Mumbai: UK-based Standard Chartered Bank is one of the oldest foreign banks, with over 160 years of continuous presence in India and sees the South Asian country as one of its main growth engines. In an interview, Benjamin Hung, the bank’s Asian chief executive, said that India is a powerhouse where people can invest. The country will be seen as part of the China Plus One strategy for the world’s businesses and a great place to diversify, he said. Modified extracts:

The West may soon enter a recession. So what do you foresee for the Asian markets?

Standard Chartered has a presence in 59 countries, of which Asia accounts for approximately 70% of the group’s income and profit. Although we are based in the UK, Asia is pretty much the core of our business and we are present in 21 markets in Asia. As I see it, there are some big economic blocs: Europe is big; the United States is big, and Asia and Latin America are also big. Europe will probably go through a more difficult time next year. The United States, due to the tightening of monetary policy, will probably see a slowdown in growth. But I still think Asia will remain a relatively strong economic region.

Does the economic situation in India inspire confidence?

India is definitely the one leading the South Asian region. There is also ASEAN and China. These three are very powerful engines, individually and in a connected way. In recent decades, the world has operated on the model of Eastern production for Western consumption. Going forward, more and more, it will be the East that will produce for the consumption of the East, and that change will be very important. For India, I will say the stars are very much aligned. It is one of the few markets to be in an optimal location. It is doing well economically, but has yet to reap its full demographic dividend. When India’s average gross domestic product (GDP) reaches a certain stage of average income, the acceleration of consumption will be very rapid. We haven’t gotten to that point yet.

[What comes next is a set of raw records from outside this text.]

PR #739, opened 2015-09-04
Don't modify the query string, but preserve its encoding

RubenVerborgh:
Currently, if you pass an URL as string, the **query string is parsed and regenerated**.

On the one hand, this **introduces overhead**, because such parsing and generation is not necessary.

More importantly, however, it **destroys the original encoding of the passed URL**. Therefore, it is currently impossible to use superagent with servers that are sensitive to encoding. In particular, we cannot use superagent (and thus supertest) to verify whether a server correctly reacts to different encodings. For instance, if we want to try `http://example.org/a?q=(b)` and `http://example.org/a?q=%28b%29`, superagent would in both cases send `http://example.org/a?q=(b)` to the server.

This commit preserves the original URL encoding by adding the query string to `qsRaw` rather than `qs`.

### DIFF
--- a/lib/node/index.js
+++ b/lib/node/index.js
@@ -650,6 +650,7 @@ Request.prototype.redirect = function(res){
   this._redirectList.push(url);
   this.emit('redirect', res);
   this.qs = {};
+  this.qsRaw = [];
   this.set(headers);
   this.end(this._callback);
   return this;
@@ -716,7 +717,7 @@ Request.prototype.request = function(){
 
   // default to http://
   if (0 != url.indexOf('http')) url = 'http://' + url;
-  url = parse(url, true);
+  url = parse(url);
 
   // options
   options.method = this.method;
@@ -756,7 +757,8 @@ Request.prototype.request = function(){
   }
 
   // query
-  this.query(url.query);
+  if (url.search)
+    this.query(url.search.substr(1));
 
   // add cookies
   if (this.cookies) req.setHeader('Cookie', this.cookies);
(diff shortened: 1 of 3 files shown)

What are the areas of focus for the bank here?

There are many areas of focus because India has no shortage of growth. India is a powerhouse that people will invest in; it will be a China plus one strategy and a great place to diversify. With the government focusing on Production Linked Incentive (PLI) schemes, we will hopefully get the whole industry going and there is a lot we can do to help redeploy supply chains.

Will rising interest rates affect Standard Chartered Bank?

For a bank like us with high liabilities, the increase in rates is positive. However, excursions that are too fast and too abrupt will impact our customers’ ability to repay. We think a moderate hike in interest rates is a good thing, but if it’s too abrupt, we should make sure customers are liquid too. We’re in a pretty good position because of margins going up, but there’s a lagged effect on economic growth and potential loan origination requirements.

Is India at risk of capital flight in the current scenario?

All I can say is that on a relative basis, India is better than most. India is not at high risk of capital flight compared to many other markets. The question is capital flight to where? India has always had, on a relative basis, a very high valuation. While some of it is captive, some of it is all-round growth expectations. I don’t think growth expectations are unjustified.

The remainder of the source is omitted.